Plain English Explanation

The researchers wanted to understand how powerful language models built using recurrent neural networks (RNNs) can be. Previous research had shown that RNNs with certain mathematical properties could, in theory, perform any computation that a standard computer can do, given enough time.

However, language models don't just decide whether a string of words is valid or not - they also assign probabilities or "weights" to different sequences of words. So the researchers set out to analyze the computational capabilities of these weighted language models based on RNNs.

Their key finding is that an RNN-based language model with unbounded computation time can simulate any probabilistic Turing machine with rational weights.
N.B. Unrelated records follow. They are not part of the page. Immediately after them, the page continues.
PR #642, opened 2019-08-28
[charts/webhook] Make listen address configurable

leominov:
| Q               | A
| --------------- | ---
| Bug fix?        | yes
| New feature?    | no
| API breaks?     | no
| Deprecations?   | no

### What's in this PR?

Webhook internal port did not pass as environment variable into container.

### Why?

Webhook always using default port instead port from configuration.

### Checklist

### DIFF
--- a/charts/vault-secrets-webhook/templates/webhook-deployment.yaml
+++ b/charts/vault-secrets-webhook/templates/webhook-deployment.yaml
@@ -50,7 +50,7 @@ spec:
             - name: TLS_PRIVATE_KEY_FILE
               value: /var/serving-cert/tls.key
             - name: LISTEN_ADDRESS
-              value: {{ .Values.service.internalPort | quote }}
+              value: ":{{ .Values.service.internalPort}}"
             - name: DEBUG
               value: {{ .Values.debug | quote }}
             {{- range $key, $value := .Values.env }}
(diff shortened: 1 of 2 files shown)


charts/vault-secrets-webhook/templates/webhook-deployment.yaml
```diff
@@ -49,6 +49,8 @@ spec:
               value: /var/serving-cert/tls.crt
             - name: TLS_PRIVATE_KEY_FILE
               value: /var/serving-cert/tls.key
+            - name: LISTEN_ADDRESS
+              value: {{ .Values.service.internalPort }}
```
bonifaido: The port should be quoted with `| quote }}`. Please bump the chart version as well.

leominov: Ok

charts/vault-secrets-webhook/templates/webhook-deployment.yaml
```diff
@@ -49,6 +49,8 @@ spec:
               value: /var/serving-cert/tls.crt
             - name: TLS_PRIVATE_KEY_FILE
               value: /var/serving-cert/tls.key
+            - name: LISTEN_ADDRESS
+              value: {{ .Values.service.internalPort | quote }}
```
bonifaido: I just checked CI and it fails with the webhook not coming up, since listen-address is not just a port, I guess `":"` has to be added as well: https://github.com/banzaicloud/bank-vaults/blob/master/cmd/vault-secrets-webhook/main.go#L875

leominov: Yes, I forgot about that.

bonifaido:
Just released the new chart version @leominov

leominov:
We don't use Helm, it's for community :)

bonifaido:
Thanks, you're giving back! :)

PR #664, opened 2019-09-13
Delete securityContext for copy-vault-env initContainer

### LINKED ISSUE #663: copy-vault-env initContainer do not overwrite securityContext
**Describe the bug**:
copy-vault-env initContainer always try to run as root as its securityContext gets set by the mutating webhook.

**Expected behaviour**:
It should run as the same user than the non-mutated pod main container.

**Additional context**:
With a podSecurityPolicy setting
```
runAsUser:
    rule: MustRunAsNonRoot

```
the pod cannot be scheduled.

**Environment details**:
- Kubernetes version 1.13.5:
- Cloud-provider/provisioner (e.g. AKS, GKE, EKS, PKE etc): On premises
- bank-vaults version (e.g. 0.4.17): 0.5.3

/kind bug

devlounge:
| Q               | A
| --------------- | ---
| Bug fix?        | yes
| New feature?    | no
| API breaks?     | no
| Deprecations?   | no
| Related tickets | fixes #663 

### What's in this PR?
see #663

### Why?
see #663

### DIFF
--- a/cmd/vault-secrets-webhook/main.go
+++ b/cmd/vault-secrets-webhook/main.go
@@ -153,9 +153,6 @@ func getInitContainers(originalContainers []corev1.Container, vaultConfig vaultC
 					MountPath: "/vault/",
 				},
 			},
-			SecurityContext: &corev1.SecurityContext{
-				AllowPrivilegeEscalation: &vaultConfig.pspAllowPrivilegeEscalation,
-			},
 			Resources: corev1.ResourceRequirements{
 				Limits: corev1.ResourceList{
 					corev1.ResourceCPU:    resource.MustParse("50m"),


cmd/vault-secrets-webhook/main.go
```diff
@@ -153,9 +153,6 @@ func getInitContainers(originalContainers []corev1.Container, vaultConfig vaultC
 					MountPath: "/vault/",
 				},
 			},
-			SecurityContext: &corev1.SecurityContext{
```
pbalogh-sa: I think, deleting `securityContext` from container level will not solve the issue.

pbalogh-sa: And it will break the privileged feature.

pbalogh-sa:
@devlounge do you have any further plans with this?

devlounge:
I've built our own webhook, which does some extra things based on how we implement vault security internally.
But the solution was to clone, from spe.containers[0], the securityContext.capabilities.drop into the copy-vault-env initContainer and the vault-agent initContainer. and then it works.

pbalogh-sa:
@devlounge Would you plan to contribute back to Bank-Vaults the solution?

pbalogh-sa:
fixed by #698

This means these language models can, in principle, perform a wide range of computations, not just simple language tasks.

But in practice, language models process text in real-time, one symbol at a time. So the researchers also showed that within this real-time constraint, RNN-based language models can at least simulate a certain class of probabilistic Turing machines. This provides a lower bound on their computational expressivity.

Technical Explanation

The authors build on the Turing completeness result for RNNs shown by Siegelmann and Sontag (1992). They extend this to the probabilistic case, proving that a rationally weighted RNN-based language model (RLM) with unbounded computation time can simulate any deterministic probabilistic Turing machine (PTM) with rationally weighted transitions.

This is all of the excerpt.